CARRY ON ABROAD 50 YEARS AGO!
The Carry On series of 31 British comedy films was released between 1958 and 1978, produced by Peter Rogers with director Gerald Thomas. The humour of Carry On was in the British comic tradition of music hall and bawdy seaside postcards.
The Carry On series contains the largest number of films of any British film series, and is the second longest running, albeit with a fourteen-year gap (1978–1992) between the 30th and 31st entries. All films were made at Pinewood Studios near Iver Heath, Buckinghamshire. Budgetary constraints meant that a large proportion of the location filming was undertaken close to the studios in and around south Buckinghamshire, including areas of Berkshire and Middlesex. However, by the late 1960s (at the height of the series’ success) more ambitious plots occasionally necessitated locations further afield, which included Snowdonia National Park, Wales (with the foot of Snowdon standing in for the Khyber Pass in Carry On Up the Khyber), and the beaches of the Sussex coast doubling as Saharan sand dunes in Follow That Camel! It’s 50 Years from the Spanish frolics of Carry On Abroad.. The film opens with pub landlord and frequent holidaymaker Vic Flange (Sid James) openly flirting with
the sassy saucepot widow Sadie Tompkins (Barbara Windsor) as his battleaxe wife, Cora (Joan Sims), looks on with disdain. Their twitching friend Harry (Jack Douglas), who is prone to elaborate and violent twitches, arrives and reveals that the package holiday Vic has booked to the Mediterranean island Elsbels (a pun on the slang expression “Hell’s Bells”) which is on the Costa Bomm, also includes Sadie, much to Cora’s outrage. Cora, who avoids holidays because she hates flying, suddenly decides to accompany her boorish husband on the trip, to ensure he keeps away from Sadie.
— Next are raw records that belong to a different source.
PR #89, opened 2018-10-31
[Qubes] fix file download moving

### LINKED ISSUE #83: OSError when downloading files (Qubes only)
If one is developing in Qubes using the `run.sh` script, when you download files you get:

```
'OSError: [Errno 18] Invalid cross-device link' 
```

Due to the fact that `/tmp` is on a different filesystem than `/home/user`, so we can't use `os.rename` and instead should use `shutil.move`

redshiftzero:
Fixes #83

Test plan:

1. Set up client in Qubes workstation, using the proxy
2. Submit a test file to the source interface of your test instance
3. Run client via `./run.sh` and login
4. Ensure you can download the test file (you download by double clicking on the file)

I was encountering a strange issue while testing this where I tried to download files, but they were not getting moved to the `sd-svs` VM (instead `qvm-move-to-vm` was just hanging). Please let me know if you spot that.

### DIFF
--- a/securedrop_client/logic.py
+++ b/securedrop_client/logic.py
@@ -19,6 +19,7 @@ along with this program.  If not, see <http://www.gnu.org/licenses/>.
 import os
 import logging
 import sdclientapi
+import shutil
 import arrow
 from securedrop_client import storage
 from securedrop_client import models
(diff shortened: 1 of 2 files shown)


kushaldas:
Point: I did not use AppVMs configured via the salt configs. I used my manually created VMs (I use different names) to test this. To test the actual setup, one can just do a manual `qvm-copy-to-vm sd-svs /etc/os-release` in the `sd-journalist` vm to verify.

Issue #53, opened 2018-10-19
Inventory and review warning/error messages


eloquence:
While we have plenty of time to iterate on error/warning messages for various situations (connection/credential failures, decryption failures, handler application failures, etc.), we should build an initial inventory so we can review them from a UX and security perspective. There may be some intersection with audit concerns, especially where there's an underlying user / sysadmin error, or a security concern the user should be aware of.

I will take a first stab at this, starting from what's in the current client code and the user stories required for the alpha, so we can kick this around asynchronously.

eloquence:
WIP here, this is based on the current client UI, will add more based on missing user stories and review/iterate with @ninavizz:
https://docs.google.com/spreadsheets/d/1JTZ6XTSmtMmoiXEcgnxnHtQczAnjLuRdajbYQxpO2-U/edit#gid=0

ninavizz:
I created this a month ago—might it be relevant? Yet to complete for the next release of the web UI. https://docs.google.com/spreadsheets/d/1POYRsmSyHIuf7F6Wx2sXP3Y-Szrg4ECCsXRV_b2HZo4/edit?usp=sharing

eloquence:
A few immediate changes we identified as a round 2 of updates:

- For now, we should use "Two-Factor Code" and not "Two-Factor Number", just like in the web UI. 
- Like the web UI, the client should remind the user to wait for a new 2FA code after an authentication failure.
- We'll come up with a friendlier message for "Failed to apply" (starring failure).

Will submit a PR along these lines.

eloquence:
I've pulled the current status and error messages into this document and simplified the spreadsheet a bit:

https://docs.google.com/spreadsheets/d/1JTZ6XTSmtMmoiXEcgnxnHtQczAnjLuRdajbYQxpO2-U/edit#gid=0

@ninavizz, please suggest any further edits in the "Proposed change" column. I've highlighted in yellow messages where I'm not 100% clear about the current client behavior and would appreciate clarification from Jen or Allie.

eloquence:
Note: I'll make one more PR for the small dialog text tweaks in this spreadsheet. Further inventory/updates can be done post-beta.

eloquence:
Closing this out now; we can open a new clearly scoped issue when we do additional review here.

PR #95, opened 2018-11-01
Minor tweaks to UI messages

eloquence:
This is part of the messages audit in #53. Specifically, here we
are:

- consistently using "sign in" / "sign out"
- consistently using "refresh" instead of "sync"
- consistently using sentence case
- avoiding ambiguity between server/workstation errors by being
  explicit

### DIFF
--- a/securedrop_client/logic.py
+++ b/securedrop_client/logic.py
@@ -214,7 +214,8 @@ class Client(QObject):
         else:
             # Failed to authenticate. Reset state with failure message.
             self.api = None
-            error = _('There was a problem logging in. Please try again.')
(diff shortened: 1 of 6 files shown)


securedrop_client/logic.py
```diff
@@ -266,7 +267,8 @@ def on_login_timeout(self):
         """
 
         self.api = None
-        error = _('The connection to SecureDrop timed out. Please try again.')
+        error = _('The connection to the SecureDrop server timed out. '
```
heartsucker: +1 for saying "SecureDrop sever" because to a journalist, the thing they're using *is* SecureDrop.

On May 13, 1967, Sid James suffered a severe heart attack. He was still lying bedridden in the hospital when the Carry On Doctor film was being filmed. He quit smoking cigarettes and instead smoked a pipe or an occasional cigar. The Heritage Foundation commemorative blue plaque for James was installed at the former Teddington Studios on Boom Road, Teddington, Greater London.